People come and people go. People love and people hate. People live and people die. I cannot imagine what it must be like to be the parents of a soldier killed. I cannot imagine what it must be like to loose a child. I cannot imagine what the doctor must feel when informing us of a loved one’s passing. My parents and many relatives and friends have passed. There was terrible grief for every one. But they were beings who could act deliberately and with forethought. They were rarely helpless. Risky hadn’t a chance. She’s “just a cat”, sure, but she was also my very dependent, hilarious, ALIVE cat.
I see you everywhere, Little Kitty Girl.
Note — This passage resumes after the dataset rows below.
PR #5064, opened 2024-07-24
Fix required permissions in subscription query editor

Cloud11PL:
## What type of PR is this?
- [ ] 💅 Refactor
- [ ] 🌟 Feature
- [ ] 🔥 Bug Fix
- [ ] 🔩 Maintenance

- closes #

CleanShot 2024-07-25 at 12 29 35
## Have you written tests?
- [ ] Yes!


krzysztofzuraw (approved):

src/custom-apps/components/PermissionAlert/utils.ts
```diff
@@ -1,47 +1,32 @@
 // @ts-strict-ignore
```
poulch, line 1: suggestion: If you rearrange a whole file would be good to remove it and fix types accordingly to rules

poulch (dismissed):

src/custom-apps/components/PermissionAlert/utils.ts
```diff
@@ -1,47 +1,53 @@
...
-      types {
-        kind
-        name
-        description
-        fields(includeDeprecated: false) {
-          name
-          description
-        }
-      }
+const tokenTree = (token: Token | undefined, tokens: string[] = []): string[] => {
```
poulch, line 32: question: What does this function do? IMO it is not a token tree it is more like flattened token tree

src/custom-apps/components/PermissionAlert/utils.ts
```diff
@@ -1,47 +1,53 @@
...
+  if (token && token.next) {
+    if (typeof token.value === "string") {
+      tokens.push(token.value);
     }
```
poulch, line 36: question: shouldn't you push token value no matter if token has next?

src/custom-apps/components/PermissionAlert/utils.ts
```diff
@@ -50,92 +56,119 @@ const uniq = <T>(value: T, index: number, self: T[]) => self.indexOf(value) ===
...
+
+    const _permissions = Object.keys(descriptions).reduce((acc, key) => {
+      const { isOneOfRequired, permissions } = extractPermissions(descriptions[key]);
+
+      if (permissions.length > 0) {
+        acc[key] = { isOneOfRequired, permissions };
+      }
+
+      return acc;
+    }, {} as SubscriptionQueryPermission);
```
poulch, line 166: suggestion: That could be also be wrapped into separate function and `extractPermissionsFromQuery ` would look like this:

```suggestion
const extractPermissionsFromQuery = (
  query: string,
  introspectionQuery: IntrospectionQuery,
): SubscriptionQueryPermission => {
    try {
      const schema = buildClientSchema(introspectionQuery);
      const descriptions = getDescriptionsFromQuery(query, schema);
      
      return getAllPermission(descriptions) // You name it better 
    } catch (error) {
      // explicit silent
    }
}
```

poulch (approved):

src/custom-apps/components/PermissionAlert/utils.ts
Cloud11PL: Doesn't matter here that much, I did that to filter out empty values

poulch (approved):

krzysztofzuraw (approved):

The other cats still sniff around, looking for you. They miss you too. Would that you could have got well. You and I ought to have been able to grow old together.
I love you, Risky Malarkey O.











Dawn said,
18 September, 2007 at 10:05 am
Wow – lovely story of Risky and I can’t imagine how you got through it. I love how she was creamted – I wish we had added a few of Bitty’s things when he left us…
So, so sorry.
Sherie said,
21 September, 2007 at 5:39 am
Oh, I’m so sorry about Risky! It’s so very hard to lose a beloved pet. Your story about her was so touching, a lovely tribute to her!!
Darlene said,
25 September, 2007 at 3:29 pm
Oh…I read this post with tears in my eyes!! All of us that love our kittie children and have gone through a tragic loss can absolutely understand what you are going through. I lost my quirky, crazy HOUSE cat to a dog…a fluke, the cat got out….the dog was out and we lost her. I am so sorry for your loss!!!
Erin said,
21 October, 2007 at 10:26 pm
I know I’m getting here late, but I’m so very, very sorry
It was a very lovely story, and I’m so glad that you did have all those wonderful years together. She looked just like my Syd & my Nermal. Beautiful girl, she was.